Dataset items
PR #231, opened 2025-03-18
openai-agents with google colab and Gemini

EnggQasim:
anyone can practice with Google Gemini free


EnggQasim:
@rm-openai [2c1a684](https://github.com/openai/openai-agents-python/pull/231/commits/2c1a6849d2d8e9e863717c0da32332bf93222e17) 
**Tracing Example with local computer and Google gemini**

rm-openai:
Hey thanks for the PR, but I don't think we want to have copies for jupyter here. We have one demonstrative example, but this is too much overhead to maintain.

PR #244, opened 2025-03-19
Update tool.py bullets lines

EnggQasim:
Update tool.py bullets lines


rm-openai:
I'd rather not have newlines here, its harder to read.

__THE PROBLEM__
Reply with the complete records, restated exactly.

__TASK RESULT__
PR #231, opened 2025-03-18
openai-agents with google colab and Gemini

EnggQasim:
anyone can practice with Google Gemini free


EnggQasim:
@rm-openai [2c1a684](https://github.com/openai/openai-agents-python/pull/231/commits/2c1a6849d2d8e9e863717c0da32332bf93222e17) 
**Tracing Example with local computer and Google gemini**

rm-openai:
Hey thanks for the PR, but I don't think we want to have copies for jupyter here. We have one demonstrative example, but this is too much overhead to maintain.

PR #244, opened 2025-03-19
Update tool.py bullets lines

EnggQasim:
Update tool.py bullets lines


rm-openai:
I'd rather not have newlines here, its harder to read.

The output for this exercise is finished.